> _What to do_
In the records that follow, the lines from the one containing "PR #1276, opened 2019-08-14" to the one containing "On the [2019-08-07", inclusive, are to be given again exactly.

Saved data entries
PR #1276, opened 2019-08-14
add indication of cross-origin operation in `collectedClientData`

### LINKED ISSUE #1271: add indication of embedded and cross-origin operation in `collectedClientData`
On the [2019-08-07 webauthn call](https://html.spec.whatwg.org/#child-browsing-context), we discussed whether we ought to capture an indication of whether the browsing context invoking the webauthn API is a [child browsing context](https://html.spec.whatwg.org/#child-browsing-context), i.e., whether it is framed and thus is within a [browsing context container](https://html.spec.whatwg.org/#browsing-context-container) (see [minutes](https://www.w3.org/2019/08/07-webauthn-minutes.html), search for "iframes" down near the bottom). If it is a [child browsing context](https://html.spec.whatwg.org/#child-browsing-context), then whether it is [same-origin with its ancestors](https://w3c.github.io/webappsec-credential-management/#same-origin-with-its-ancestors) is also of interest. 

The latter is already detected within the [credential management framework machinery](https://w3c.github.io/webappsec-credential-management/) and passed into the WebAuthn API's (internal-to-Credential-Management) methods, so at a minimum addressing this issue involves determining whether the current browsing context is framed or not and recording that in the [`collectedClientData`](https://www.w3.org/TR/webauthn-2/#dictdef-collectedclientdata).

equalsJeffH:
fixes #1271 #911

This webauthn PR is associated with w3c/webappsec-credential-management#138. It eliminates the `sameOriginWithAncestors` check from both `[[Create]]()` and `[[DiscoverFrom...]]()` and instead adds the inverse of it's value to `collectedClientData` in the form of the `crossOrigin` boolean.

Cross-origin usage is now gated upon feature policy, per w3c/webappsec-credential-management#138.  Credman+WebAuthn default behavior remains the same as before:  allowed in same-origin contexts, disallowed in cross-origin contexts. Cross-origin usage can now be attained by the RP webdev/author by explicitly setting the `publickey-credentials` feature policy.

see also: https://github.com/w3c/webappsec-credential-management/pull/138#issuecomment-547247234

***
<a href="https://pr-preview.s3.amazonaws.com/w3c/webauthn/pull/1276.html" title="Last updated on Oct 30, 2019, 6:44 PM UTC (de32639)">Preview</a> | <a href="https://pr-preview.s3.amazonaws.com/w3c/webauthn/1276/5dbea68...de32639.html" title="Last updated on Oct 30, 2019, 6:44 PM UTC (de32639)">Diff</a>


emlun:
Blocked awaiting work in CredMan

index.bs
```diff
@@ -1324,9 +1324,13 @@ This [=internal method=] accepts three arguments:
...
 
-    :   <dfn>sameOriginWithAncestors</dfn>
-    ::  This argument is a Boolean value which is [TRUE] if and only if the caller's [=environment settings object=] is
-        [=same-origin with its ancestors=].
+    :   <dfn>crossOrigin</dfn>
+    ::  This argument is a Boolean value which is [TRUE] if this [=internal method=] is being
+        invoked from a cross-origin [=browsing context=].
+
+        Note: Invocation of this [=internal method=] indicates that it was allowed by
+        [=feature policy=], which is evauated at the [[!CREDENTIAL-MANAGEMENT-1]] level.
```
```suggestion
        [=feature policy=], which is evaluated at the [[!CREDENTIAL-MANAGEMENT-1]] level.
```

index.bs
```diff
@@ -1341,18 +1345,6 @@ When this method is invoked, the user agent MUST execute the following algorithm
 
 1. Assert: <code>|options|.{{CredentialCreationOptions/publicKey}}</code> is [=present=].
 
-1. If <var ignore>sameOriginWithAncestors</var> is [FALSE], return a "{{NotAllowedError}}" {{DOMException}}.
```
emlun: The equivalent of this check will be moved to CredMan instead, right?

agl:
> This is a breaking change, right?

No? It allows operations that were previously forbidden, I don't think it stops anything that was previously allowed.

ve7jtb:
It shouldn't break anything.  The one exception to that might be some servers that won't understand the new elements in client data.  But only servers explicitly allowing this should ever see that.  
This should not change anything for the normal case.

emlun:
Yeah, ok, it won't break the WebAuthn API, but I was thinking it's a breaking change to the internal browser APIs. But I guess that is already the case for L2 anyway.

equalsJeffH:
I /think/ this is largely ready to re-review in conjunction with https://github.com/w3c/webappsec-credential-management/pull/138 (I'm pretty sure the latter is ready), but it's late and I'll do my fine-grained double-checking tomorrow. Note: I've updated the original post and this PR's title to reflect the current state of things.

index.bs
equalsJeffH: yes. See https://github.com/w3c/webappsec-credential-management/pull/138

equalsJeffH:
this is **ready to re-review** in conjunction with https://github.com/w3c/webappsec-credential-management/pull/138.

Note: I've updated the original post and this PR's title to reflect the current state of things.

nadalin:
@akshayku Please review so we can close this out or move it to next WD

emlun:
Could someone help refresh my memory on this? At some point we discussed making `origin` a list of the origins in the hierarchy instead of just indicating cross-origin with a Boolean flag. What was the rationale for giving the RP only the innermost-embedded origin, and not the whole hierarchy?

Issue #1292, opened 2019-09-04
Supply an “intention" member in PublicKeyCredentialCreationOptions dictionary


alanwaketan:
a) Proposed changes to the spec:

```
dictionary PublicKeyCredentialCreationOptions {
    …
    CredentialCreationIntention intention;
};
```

---

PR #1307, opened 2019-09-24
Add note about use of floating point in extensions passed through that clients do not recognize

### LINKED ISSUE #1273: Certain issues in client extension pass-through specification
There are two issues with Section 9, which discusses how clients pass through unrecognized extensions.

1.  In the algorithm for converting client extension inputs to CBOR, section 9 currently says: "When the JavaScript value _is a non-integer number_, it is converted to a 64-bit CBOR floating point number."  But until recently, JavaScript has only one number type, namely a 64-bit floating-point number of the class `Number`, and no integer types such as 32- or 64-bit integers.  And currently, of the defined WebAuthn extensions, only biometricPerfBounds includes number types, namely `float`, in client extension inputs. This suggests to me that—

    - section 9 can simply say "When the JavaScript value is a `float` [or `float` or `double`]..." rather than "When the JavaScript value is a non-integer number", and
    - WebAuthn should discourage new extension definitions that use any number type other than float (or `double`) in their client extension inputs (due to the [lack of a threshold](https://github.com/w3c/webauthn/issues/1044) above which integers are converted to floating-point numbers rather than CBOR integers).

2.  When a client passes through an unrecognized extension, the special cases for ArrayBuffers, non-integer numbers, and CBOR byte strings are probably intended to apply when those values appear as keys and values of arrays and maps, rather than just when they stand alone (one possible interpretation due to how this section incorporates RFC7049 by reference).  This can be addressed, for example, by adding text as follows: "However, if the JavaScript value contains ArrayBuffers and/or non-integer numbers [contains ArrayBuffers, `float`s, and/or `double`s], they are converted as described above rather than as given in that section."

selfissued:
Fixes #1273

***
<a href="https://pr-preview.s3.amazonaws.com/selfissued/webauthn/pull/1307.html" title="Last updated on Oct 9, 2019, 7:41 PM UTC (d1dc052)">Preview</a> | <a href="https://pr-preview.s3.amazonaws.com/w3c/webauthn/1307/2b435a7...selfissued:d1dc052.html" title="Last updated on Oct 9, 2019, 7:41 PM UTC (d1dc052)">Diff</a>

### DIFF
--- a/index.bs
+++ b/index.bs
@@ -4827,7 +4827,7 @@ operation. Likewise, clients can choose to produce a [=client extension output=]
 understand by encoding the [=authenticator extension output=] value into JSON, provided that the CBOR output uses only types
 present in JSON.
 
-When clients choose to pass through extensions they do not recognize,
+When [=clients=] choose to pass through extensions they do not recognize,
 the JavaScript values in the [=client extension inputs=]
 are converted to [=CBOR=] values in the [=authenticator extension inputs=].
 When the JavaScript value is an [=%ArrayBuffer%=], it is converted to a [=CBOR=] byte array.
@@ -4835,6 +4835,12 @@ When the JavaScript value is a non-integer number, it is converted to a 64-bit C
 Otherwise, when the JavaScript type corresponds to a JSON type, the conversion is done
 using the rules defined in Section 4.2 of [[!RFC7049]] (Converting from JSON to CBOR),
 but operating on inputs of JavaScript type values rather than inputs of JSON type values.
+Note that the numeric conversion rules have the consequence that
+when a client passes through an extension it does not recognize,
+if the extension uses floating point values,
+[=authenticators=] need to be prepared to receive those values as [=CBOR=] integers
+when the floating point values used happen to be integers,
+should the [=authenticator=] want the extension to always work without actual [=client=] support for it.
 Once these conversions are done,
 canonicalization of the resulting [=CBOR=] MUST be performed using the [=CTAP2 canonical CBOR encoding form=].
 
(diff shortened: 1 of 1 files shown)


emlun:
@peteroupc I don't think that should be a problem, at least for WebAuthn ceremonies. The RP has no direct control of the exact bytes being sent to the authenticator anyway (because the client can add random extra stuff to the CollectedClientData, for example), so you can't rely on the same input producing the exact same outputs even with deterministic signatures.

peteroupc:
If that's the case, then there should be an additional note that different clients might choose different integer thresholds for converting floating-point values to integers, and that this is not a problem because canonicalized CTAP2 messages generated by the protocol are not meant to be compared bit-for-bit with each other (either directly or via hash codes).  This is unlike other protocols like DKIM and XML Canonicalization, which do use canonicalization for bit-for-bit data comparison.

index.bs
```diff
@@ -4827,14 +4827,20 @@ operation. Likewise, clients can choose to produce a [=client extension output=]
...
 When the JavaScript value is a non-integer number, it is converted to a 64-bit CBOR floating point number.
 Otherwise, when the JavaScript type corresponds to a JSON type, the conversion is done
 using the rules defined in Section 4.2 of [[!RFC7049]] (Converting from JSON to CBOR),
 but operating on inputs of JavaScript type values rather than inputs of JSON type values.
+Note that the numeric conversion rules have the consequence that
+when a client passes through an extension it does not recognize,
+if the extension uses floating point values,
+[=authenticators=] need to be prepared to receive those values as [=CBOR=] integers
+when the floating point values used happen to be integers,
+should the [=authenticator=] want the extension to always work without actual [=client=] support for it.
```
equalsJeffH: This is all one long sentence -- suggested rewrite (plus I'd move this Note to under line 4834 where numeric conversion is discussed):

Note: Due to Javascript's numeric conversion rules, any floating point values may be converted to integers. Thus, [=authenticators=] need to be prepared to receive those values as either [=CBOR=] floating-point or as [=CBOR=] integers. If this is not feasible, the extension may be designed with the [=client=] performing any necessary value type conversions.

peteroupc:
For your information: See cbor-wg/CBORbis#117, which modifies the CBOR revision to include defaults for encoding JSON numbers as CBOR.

> _Exercise answer_
PR #1276, opened 2019-08-14
add indication of cross-origin operation in `collectedClientData`

### LINKED ISSUE #1271: add indication of embedded and cross-origin operation in `collectedClientData`
On the [2019-08-07 webauthn call](https://html.spec.whatwg.org/#child-browsing-context), we discussed whether we ought to capture an indication of whether the browsing context invoking the webauthn API is a [child browsing context](https://html.spec.whatwg.org/#child-browsing-context), i.e., whether it is framed and thus is within a [browsing context container](https://html.spec.whatwg.org/#browsing-context-container) (see [minutes](https://www.w3.org/2019/08/07-webauthn-minutes.html), search for "iframes" down near the bottom). If it is a [child browsing context](https://html.spec.whatwg.org/#child-browsing-context), then whether it is [same-origin with its ancestors](https://w3c.github.io/webappsec-credential-management/#same-origin-with-its-ancestors) is also of interest. 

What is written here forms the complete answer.